Concluíamos que la ausencia de propuestas y los mensajes mixtos no servirían, que se requería una agenda (económica) más ambiciosa, pensando no solo en el 2019, sino en un horizonte más largo con miras a fortalecer nuestras perspectivas de crecimiento y desarrollo futuras.

Lamentablemente, seis meses después, varias de las alertas se han confirmado (y acentuado). En este contexto, algunas preguntas que podríamos hacernos son: ¿cómo hemos llegado a esta situación? ¿Qué tan grave es? ¿Cómo podemos revertirla? Para responder a la primera pregunta, necesitamos algo de perspectiva.

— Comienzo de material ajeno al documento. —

PR #2155, opened 2021-07-29
GA: fix caching of pip and npm

stefanv:
Previously, the npm cache key was generated from **/lockfiles, which we don't use.

This cache key is also not a valid way of invalidating the pip cache.  There are now two caches:
one for NPM (keyed with package.json) and one for pip (keyed with requirements.txt).


stefanv:
Not working correctly yet.

PR #2159, opened 2021-07-30
Reduce big phot post test size from 50k points to 40k points

acrellin:
With 50k points, the test consistently fails on CI.


dmitryduev (approved):
👍🏻

PR #2187, opened 2021-08-04
Photometry SNR bug hotfix: Ensure phot.fluxerr is non-zero number before computing SNR

acrellin:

El crecimiento (potencial) de la economía peruana en las épocas de bonanza global no es un buen referente, pues se benefició de condiciones externas extremadamente favorables y probablemente irrepetibles. En ausencia de estos impulsos, la capacidad de crecimiento es sustancialmente menor, con el consiguiente impacto sobre otros indicadores económicos y de bienestar. Es por ello que, redondeando, el crecimiento potencial pasó de 7% antes de la crisis financiera internacional a 4%.

Una pregunta relevante es ¿por qué no se aprovecharon esos tiempos tan favorables, hasta el inicio de la reversión de condiciones externas en el año 2011, para impulsar reformas importantes, incluyendo aquellas orientadas al fortalecimiento institucional? Lo que nos lleva a la segunda pregunta: ¿qué tan grave es la situación? Las condiciones externas e internas en los últimos meses se han tornado adversas, lo cual limita que podamos alcanzar inclusive el crecimiento potencial actual. Empecemos por las externas.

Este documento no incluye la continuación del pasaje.